PR #414, opened 2021-12-10
fix(Header): Correct label color in disabled header button

FlyersPh9:
Disabled button in the header was not getting the correct color.  Is now fixed.

Before:
Screen Shot 2021-12-10 at 4 03 52 PM

After:
Screen Shot 2021-12-10 at 4 03 36 PM


src/header/header.scss
```diff
@@ -415,7 +415,7 @@
       box-shadow: 0 $iui-xxs 0 0 rgba(t(iui-color-foreground-body-rgb), t(iui-opacity-4));
     }
 
-    .iui-label {
+    .iui-button-label {
```
mayank99, line 418: Can you also change the class below from iui-icon to iui-button-icon?
image

gretanausedaite (commented):
Sorry for the bug :( I think we should add item for (or just add) tests for disabled state. This could be prevented.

• WHAT IS BEING ASKED:
Print the data above exactly as it was provided.

• WORKED SOLUTION:
PR #414, opened 2021-12-10
fix(Header): Correct label color in disabled header button

FlyersPh9:
Disabled button in the header was not getting the correct color.  Is now fixed.

Before:
Screen Shot 2021-12-10 at 4 03 52 PM

After:
Screen Shot 2021-12-10 at 4 03 36 PM


src/header/header.scss
```diff
@@ -415,7 +415,7 @@
       box-shadow: 0 $iui-xxs 0 0 rgba(t(iui-color-foreground-body-rgb), t(iui-opacity-4));
     }
 
-    .iui-label {
+    .iui-button-label {
```
mayank99, line 418: Can you also change the class below from iui-icon to iui-button-icon?
image

gretanausedaite (commented):
Sorry for the bug :( I think we should add item for (or just add) tests for disabled state. This could be prevented.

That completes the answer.